Across the data below, how many lines have the word "minimal" in them? Respond with the number alone.

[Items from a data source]

____

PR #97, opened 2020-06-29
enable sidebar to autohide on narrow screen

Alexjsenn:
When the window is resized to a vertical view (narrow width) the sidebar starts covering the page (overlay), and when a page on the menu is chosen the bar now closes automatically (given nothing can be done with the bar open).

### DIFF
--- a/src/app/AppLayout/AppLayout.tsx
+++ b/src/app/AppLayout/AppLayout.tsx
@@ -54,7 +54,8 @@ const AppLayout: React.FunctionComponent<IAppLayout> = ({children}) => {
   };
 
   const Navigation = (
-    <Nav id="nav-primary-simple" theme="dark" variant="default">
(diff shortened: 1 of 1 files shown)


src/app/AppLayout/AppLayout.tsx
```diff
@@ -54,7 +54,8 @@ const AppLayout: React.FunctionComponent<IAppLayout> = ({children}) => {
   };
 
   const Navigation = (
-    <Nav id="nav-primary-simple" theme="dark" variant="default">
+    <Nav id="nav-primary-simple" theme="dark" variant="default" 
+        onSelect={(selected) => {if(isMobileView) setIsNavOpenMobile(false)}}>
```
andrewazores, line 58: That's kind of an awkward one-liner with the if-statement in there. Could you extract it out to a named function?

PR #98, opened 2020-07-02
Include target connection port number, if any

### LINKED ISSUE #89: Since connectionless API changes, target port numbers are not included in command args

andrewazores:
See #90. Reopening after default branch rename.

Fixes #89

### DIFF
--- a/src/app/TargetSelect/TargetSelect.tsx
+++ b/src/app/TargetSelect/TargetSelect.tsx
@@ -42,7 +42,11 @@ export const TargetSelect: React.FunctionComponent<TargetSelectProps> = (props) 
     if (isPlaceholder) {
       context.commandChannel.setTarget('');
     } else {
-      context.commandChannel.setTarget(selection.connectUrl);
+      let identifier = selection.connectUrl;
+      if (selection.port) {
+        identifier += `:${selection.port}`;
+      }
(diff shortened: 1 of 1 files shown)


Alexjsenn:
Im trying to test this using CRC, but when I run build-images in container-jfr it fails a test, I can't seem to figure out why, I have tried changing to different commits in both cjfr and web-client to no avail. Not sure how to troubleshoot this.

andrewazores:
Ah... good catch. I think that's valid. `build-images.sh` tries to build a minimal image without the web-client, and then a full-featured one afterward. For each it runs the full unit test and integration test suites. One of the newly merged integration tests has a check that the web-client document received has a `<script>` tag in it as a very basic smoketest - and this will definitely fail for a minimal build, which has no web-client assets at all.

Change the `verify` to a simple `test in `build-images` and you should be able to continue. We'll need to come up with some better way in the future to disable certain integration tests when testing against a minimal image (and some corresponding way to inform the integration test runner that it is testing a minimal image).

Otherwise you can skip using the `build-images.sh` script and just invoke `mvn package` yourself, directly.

____

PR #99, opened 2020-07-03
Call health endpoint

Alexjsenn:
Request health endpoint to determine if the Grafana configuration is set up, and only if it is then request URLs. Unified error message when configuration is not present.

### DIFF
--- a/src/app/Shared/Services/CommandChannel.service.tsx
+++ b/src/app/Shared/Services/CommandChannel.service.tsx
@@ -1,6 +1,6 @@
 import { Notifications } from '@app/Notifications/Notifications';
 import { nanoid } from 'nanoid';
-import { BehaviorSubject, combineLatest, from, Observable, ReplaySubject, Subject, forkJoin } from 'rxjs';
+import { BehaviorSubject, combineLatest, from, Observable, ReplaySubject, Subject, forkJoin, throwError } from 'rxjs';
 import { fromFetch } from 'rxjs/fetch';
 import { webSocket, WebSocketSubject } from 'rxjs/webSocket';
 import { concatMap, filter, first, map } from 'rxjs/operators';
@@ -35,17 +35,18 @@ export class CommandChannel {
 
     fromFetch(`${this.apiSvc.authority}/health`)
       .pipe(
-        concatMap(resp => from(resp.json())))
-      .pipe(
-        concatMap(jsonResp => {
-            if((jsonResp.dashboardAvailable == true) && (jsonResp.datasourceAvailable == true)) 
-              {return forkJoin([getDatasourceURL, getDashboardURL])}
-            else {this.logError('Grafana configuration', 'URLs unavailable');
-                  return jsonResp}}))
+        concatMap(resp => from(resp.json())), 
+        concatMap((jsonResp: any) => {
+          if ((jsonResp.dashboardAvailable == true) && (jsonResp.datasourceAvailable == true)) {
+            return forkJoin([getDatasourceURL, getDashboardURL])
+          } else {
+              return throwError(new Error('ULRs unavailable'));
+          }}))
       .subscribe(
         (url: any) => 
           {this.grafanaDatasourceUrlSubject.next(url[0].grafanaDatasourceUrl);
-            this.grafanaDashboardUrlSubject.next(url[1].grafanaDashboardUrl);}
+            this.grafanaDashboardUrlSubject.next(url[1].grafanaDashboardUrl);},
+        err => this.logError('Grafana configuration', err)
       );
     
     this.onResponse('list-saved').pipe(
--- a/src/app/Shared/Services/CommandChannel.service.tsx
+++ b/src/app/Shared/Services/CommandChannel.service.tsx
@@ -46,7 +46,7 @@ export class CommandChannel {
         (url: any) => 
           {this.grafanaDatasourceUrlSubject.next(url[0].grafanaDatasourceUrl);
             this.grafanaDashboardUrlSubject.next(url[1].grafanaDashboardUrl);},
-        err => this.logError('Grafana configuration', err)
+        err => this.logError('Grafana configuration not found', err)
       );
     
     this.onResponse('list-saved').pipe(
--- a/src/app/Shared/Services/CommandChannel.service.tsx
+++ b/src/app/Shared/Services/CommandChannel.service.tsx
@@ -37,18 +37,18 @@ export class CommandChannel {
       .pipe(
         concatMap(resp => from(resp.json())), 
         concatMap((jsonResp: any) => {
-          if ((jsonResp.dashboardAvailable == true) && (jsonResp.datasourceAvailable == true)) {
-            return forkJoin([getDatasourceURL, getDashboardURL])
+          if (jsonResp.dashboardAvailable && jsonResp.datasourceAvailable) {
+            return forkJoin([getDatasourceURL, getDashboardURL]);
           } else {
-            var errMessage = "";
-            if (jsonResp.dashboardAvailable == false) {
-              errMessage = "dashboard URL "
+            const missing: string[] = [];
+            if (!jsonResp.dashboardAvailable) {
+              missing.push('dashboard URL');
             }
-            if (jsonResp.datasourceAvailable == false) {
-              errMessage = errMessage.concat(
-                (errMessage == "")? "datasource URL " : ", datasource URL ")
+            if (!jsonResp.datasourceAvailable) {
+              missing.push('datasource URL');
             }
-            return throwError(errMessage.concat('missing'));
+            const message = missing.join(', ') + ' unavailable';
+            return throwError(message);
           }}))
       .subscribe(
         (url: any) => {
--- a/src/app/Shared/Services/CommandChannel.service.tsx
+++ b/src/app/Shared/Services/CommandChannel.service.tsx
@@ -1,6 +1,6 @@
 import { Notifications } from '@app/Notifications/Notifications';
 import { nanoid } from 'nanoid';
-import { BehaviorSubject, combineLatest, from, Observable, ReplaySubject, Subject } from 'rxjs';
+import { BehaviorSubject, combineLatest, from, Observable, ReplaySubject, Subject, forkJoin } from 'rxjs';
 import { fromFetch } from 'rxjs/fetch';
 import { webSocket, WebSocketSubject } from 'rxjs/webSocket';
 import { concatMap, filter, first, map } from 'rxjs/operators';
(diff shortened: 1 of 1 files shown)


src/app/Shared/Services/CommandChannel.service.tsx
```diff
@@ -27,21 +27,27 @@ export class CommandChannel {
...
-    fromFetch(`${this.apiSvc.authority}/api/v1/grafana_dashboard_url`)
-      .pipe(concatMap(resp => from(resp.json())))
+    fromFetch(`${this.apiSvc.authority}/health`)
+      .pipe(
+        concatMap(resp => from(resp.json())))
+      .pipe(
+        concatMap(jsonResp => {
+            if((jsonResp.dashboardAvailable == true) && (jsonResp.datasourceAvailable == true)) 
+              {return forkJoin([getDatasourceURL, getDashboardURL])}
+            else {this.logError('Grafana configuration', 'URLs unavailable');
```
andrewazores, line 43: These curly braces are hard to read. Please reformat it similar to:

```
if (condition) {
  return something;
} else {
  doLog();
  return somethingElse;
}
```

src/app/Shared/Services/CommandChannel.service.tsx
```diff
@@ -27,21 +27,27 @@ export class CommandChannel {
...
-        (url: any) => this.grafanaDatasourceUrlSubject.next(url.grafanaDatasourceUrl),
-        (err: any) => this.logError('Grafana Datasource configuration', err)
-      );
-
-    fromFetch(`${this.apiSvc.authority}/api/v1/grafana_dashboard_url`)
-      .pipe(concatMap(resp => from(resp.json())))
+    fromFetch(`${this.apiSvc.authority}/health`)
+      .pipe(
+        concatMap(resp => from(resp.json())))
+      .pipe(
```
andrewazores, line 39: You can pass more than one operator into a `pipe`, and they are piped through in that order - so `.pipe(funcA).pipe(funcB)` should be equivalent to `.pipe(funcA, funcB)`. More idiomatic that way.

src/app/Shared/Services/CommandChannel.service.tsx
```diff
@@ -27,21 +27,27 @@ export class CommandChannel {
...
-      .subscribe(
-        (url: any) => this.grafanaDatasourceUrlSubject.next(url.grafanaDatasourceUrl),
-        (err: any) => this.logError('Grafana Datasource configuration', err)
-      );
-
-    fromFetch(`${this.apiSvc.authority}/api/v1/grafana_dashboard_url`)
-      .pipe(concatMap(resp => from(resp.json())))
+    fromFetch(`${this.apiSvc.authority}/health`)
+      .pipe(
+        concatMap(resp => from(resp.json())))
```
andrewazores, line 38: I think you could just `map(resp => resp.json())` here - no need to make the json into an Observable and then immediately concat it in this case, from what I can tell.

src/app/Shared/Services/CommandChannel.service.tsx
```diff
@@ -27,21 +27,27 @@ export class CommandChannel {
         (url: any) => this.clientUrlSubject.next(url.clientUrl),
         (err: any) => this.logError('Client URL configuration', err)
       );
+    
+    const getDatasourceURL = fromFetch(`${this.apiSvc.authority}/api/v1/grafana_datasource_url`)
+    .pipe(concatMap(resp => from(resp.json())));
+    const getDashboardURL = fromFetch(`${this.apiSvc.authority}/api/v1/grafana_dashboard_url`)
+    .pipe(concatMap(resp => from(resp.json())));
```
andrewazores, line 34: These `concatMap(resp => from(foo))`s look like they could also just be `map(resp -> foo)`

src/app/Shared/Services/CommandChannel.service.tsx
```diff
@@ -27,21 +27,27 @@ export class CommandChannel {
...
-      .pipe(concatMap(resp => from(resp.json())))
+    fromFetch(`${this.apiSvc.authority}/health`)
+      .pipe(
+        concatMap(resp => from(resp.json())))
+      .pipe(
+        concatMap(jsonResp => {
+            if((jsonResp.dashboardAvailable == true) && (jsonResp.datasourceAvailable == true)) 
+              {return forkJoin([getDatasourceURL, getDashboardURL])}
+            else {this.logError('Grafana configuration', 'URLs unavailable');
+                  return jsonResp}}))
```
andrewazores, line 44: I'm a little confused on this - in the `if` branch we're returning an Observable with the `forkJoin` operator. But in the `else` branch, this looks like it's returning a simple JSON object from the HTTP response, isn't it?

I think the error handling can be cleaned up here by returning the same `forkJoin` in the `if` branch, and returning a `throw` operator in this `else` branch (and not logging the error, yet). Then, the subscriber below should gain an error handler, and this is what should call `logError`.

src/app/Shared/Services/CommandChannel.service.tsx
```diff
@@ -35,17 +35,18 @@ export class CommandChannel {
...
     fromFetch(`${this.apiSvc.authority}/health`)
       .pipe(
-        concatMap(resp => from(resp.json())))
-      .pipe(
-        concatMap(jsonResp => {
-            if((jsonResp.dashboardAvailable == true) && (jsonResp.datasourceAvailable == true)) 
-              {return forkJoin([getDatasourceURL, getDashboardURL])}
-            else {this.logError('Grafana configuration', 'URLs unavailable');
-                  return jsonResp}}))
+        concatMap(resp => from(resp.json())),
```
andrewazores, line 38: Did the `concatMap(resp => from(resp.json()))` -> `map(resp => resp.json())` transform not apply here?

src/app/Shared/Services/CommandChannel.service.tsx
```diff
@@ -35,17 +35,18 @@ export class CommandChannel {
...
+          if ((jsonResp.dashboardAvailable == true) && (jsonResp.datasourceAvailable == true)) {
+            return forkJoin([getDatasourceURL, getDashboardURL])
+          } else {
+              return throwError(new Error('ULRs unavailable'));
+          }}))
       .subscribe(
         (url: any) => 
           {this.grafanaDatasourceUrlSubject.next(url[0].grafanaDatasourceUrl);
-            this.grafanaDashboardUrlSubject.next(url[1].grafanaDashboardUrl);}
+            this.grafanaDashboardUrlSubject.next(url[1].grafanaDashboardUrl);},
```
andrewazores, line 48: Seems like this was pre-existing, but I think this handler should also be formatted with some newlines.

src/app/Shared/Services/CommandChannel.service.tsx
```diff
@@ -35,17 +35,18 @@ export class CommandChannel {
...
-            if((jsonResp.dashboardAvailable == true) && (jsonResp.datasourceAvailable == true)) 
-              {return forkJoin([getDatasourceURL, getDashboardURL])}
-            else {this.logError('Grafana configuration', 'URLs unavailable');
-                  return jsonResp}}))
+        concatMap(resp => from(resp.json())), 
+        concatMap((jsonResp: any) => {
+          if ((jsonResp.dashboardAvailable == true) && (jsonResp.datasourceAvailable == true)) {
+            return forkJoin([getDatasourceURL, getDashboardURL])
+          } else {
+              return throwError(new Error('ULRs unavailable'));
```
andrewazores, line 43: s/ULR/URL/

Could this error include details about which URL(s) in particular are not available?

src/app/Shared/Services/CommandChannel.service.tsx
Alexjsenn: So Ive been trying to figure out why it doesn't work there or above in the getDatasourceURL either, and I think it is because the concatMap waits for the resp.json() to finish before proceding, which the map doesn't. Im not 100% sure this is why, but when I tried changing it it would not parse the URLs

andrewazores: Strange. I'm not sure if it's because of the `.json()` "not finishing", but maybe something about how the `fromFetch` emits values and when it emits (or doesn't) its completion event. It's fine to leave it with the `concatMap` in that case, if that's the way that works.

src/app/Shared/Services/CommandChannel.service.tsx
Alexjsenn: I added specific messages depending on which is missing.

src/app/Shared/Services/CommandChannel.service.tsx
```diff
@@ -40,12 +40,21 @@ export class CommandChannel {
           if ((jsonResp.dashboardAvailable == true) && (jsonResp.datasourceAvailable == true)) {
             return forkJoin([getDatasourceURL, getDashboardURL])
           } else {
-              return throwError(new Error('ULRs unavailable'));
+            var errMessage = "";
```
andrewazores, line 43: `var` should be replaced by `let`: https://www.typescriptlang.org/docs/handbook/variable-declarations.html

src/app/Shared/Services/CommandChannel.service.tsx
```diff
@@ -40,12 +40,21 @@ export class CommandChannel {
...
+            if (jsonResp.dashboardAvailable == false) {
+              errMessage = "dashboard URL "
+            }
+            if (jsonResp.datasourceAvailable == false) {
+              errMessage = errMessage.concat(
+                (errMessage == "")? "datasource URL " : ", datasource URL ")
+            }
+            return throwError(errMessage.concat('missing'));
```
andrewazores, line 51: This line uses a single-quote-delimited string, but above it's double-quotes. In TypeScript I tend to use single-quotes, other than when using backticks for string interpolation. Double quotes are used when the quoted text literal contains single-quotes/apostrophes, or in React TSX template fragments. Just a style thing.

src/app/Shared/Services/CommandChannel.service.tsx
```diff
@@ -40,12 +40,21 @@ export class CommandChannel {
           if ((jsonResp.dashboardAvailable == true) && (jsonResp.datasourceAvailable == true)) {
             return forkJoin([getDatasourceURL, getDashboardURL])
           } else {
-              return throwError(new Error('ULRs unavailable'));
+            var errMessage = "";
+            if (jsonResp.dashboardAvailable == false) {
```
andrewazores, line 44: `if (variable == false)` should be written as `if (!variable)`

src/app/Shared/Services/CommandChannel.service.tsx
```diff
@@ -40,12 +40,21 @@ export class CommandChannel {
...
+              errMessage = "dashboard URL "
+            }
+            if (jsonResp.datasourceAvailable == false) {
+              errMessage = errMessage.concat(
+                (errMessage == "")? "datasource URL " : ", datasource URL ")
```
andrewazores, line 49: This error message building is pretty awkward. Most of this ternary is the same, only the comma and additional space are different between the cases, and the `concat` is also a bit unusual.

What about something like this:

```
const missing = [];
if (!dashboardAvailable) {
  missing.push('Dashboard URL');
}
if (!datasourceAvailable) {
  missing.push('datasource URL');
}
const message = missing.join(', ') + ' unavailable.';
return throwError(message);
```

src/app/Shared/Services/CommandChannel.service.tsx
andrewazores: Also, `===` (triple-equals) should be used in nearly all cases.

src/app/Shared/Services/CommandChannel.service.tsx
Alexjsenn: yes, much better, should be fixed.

____

* [Finished exercise] 2